◆ ASSIGNMENT ◆
For each line in the records that contains "executable", make a copy.

══ GIVEN RECORDS

PR #2508, opened 2020-02-09
Fix list passed as argument to executable-find

johanthoren:
Previously, a list would be passed as an argument to 'executable-find' in '+ledger--check-version-a'.

This instead passes "hledger" as an argument if found, else "ledger".

### DIFF
--- a/modules/lang/ledger/config.el
+++ b/modules/lang/ledger/config.el
@@ -10,7 +10,7 @@
   (setq ledger-binary-path
         (if (executable-find "hledger")
             "hledger"
-            "ledger"))
+          "ledger"))
 
   (defadvice! +ledger--check-version-a (orig-fn)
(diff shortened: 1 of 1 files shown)


modules/lang/ledger/config.el
```diff
@@ -8,7 +8,8 @@
 
   :config
   (setq ledger-binary-path
-        (or (cl-delete-if-not #'executable-find (list "hledger" "ledger"))
+        (if (executable-find "hledger")
+            "hledger"
```
hlissner: Indent this by two more spaces.

hlissner:
Derp, forgot I could just do it myself in github. Thanks for the help!

johanthoren:
> Ah, my bad. One small fix and I will merge this.

Sorry, I'm used to clojure convention. Thanks for fixing it!

PR #2518, opened 2020-02-11
Make doom purge -g more effective

bepvte:
Reflog keeps the history of every reset + pull, so expiring it allows us to remove more older commits. git gc by default only cleans for 2 week old objects, so I made it more aggressive.


hlissner:
Great idea! Thanks for the PR

PR #2527, opened 2020-02-12
Change org-re-reveal reveal.js root path to https://revealjs.com

soedirgo:
In org-re-reveal, a reveal.js plugin will look for things relative to the path specified by the variable `org-re-reveal-root`. E.g. the `notes` plugin will look for `.../plugin/notes/notes.html`. But the current URL gives the `notes.html` file in .txt form, rendering the plugin unusable.

Instead, consider using `https://revealjs.com`, which is one of the customization option of the variable [[1]](https://gitlab.com/oer/org-re-reveal/-/blob/master/org-re-reveal.el#L228).

### DIFF
--- a/modules/lang/org/config.el
+++ b/modules/lang/org/config.el
@@ -442,7 +442,7 @@ file isn't in `org-directory'."
     (setq org-pandoc-options
           '((standalone . t)
             (mathjax . t)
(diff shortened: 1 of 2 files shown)


hlissner:
Thanks for the help!

PR #2529, opened 2020-02-12
Enable flyspell in git-commit-mode

bixuanzju:
Not sure why flyspell was not enabled in text-mode before. For me, it's a bit annoying when I write commit messages in magit, but it's NOT spell-checked.

### DIFF
--- a/modules/checkers/spell/config.el
+++ b/modules/checkers/spell/config.el
@@ -51,7 +51,8 @@
                TeX-mode-hook
                rst-mode-hook
                mu4e-compose-mode-hook
-               message-mode-hook)
+               message-mode-hook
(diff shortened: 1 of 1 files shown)


bixuanzju:
> Please replace `text-mode-hook` with `git-commit-mode`. It was excluded from `text-mode-hook` intentionally, because there are quite a few markup/config major modes that are derived from text-mode, where flyspell-mode isn't desired.
> 
> Instead, I'd rather add flyspell-mode to the modes where it is wanted.

Thanks, use `git-commit-mode` instead.

hlissner:
Great! Thanks for the prompt response and PR!

PR #2553, opened 2020-02-18
Add LSP for Terraform

howdoicomputer:
Emacs LSP has support for Terraform these days.

### DIFF
--- a/modules/tools/terraform/config.el
+++ b/modules/tools/terraform/config.el
@@ -1,5 +1,9 @@
 ;;; tools/terraform/config.el -*- lexical-binding: t; -*-
 
+(when (featurep! +lsp)
+  (add-hook 'terraform-mode-local-vars-hook #'lsp!)
+
+
 (map! :after terraform-mode
       :map terraform-mode-map
       :localleader
--- a/modules/tools/terraform/config.el
+++ b/modules/tools/terraform/config.el
@@ -13,3 +13,8 @@
   :after terraform-mode
   :config
   (set-company-backend! 'terraform-mode 'company-terraform))
+
+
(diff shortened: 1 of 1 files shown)


modules/tools/terraform/config.el
```diff
@@ -13,3 +13,8 @@
   :after terraform-mode
   :config
   (set-company-backend! 'terraform-mode 'company-terraform))
+
+
+(after! terraform-mode
+    (if (featurep! +lsp)
+      (add-hook 'terraform-mode-local-vars-hook #'lsp!))
```
hlissner: 1. No need for an after! block for a hook.
2. Move it to the top, above the `map!` call, to keep like config together.
3. Use `when` when there is no else clause.
4. The indentation is off.

e.g.

```elisp
(when (featurep! +lsp)
  (add-hook 'terraform-mode-local-vars-hook #'lsp!))
```

howdoicomputer: Alright! Learning elisp.

hlissner:
Looks good to me. Thanks for the help and quick response!

modules/tools/terraform/config.el
```diff
@@ -1,5 +1,9 @@
 ;;; tools/terraform/config.el -*- lexical-binding: t; -*-
 
+(when (featurep! +lsp)
+  (add-hook 'terraform-mode-local-vars-hook #'lsp!)
```
robsonpeixoto: Missing a `)`

howdoicomputer: https://github.com/hlissner/doom-emacs/pull/2566

PR #2555, opened 2020-02-18
bindings: correct description type-o

UndeadKernel:
Fix the description of the binding `C-c f X` binding for emacs users. The correct and new description is "Switch to scratch buffer".


hlissner:
Thanks for the help!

════

◆ EXERCISE RESULT ◆
Fix list passed as argument to executable-find
Previously, a list would be passed as an argument to 'executable-find' in '+ledger--check-version-a'.
         (if (executable-find "hledger")
-        (or (cl-delete-if-not #'executable-find (list "hledger" "ledger"))
+        (if (executable-find "hledger")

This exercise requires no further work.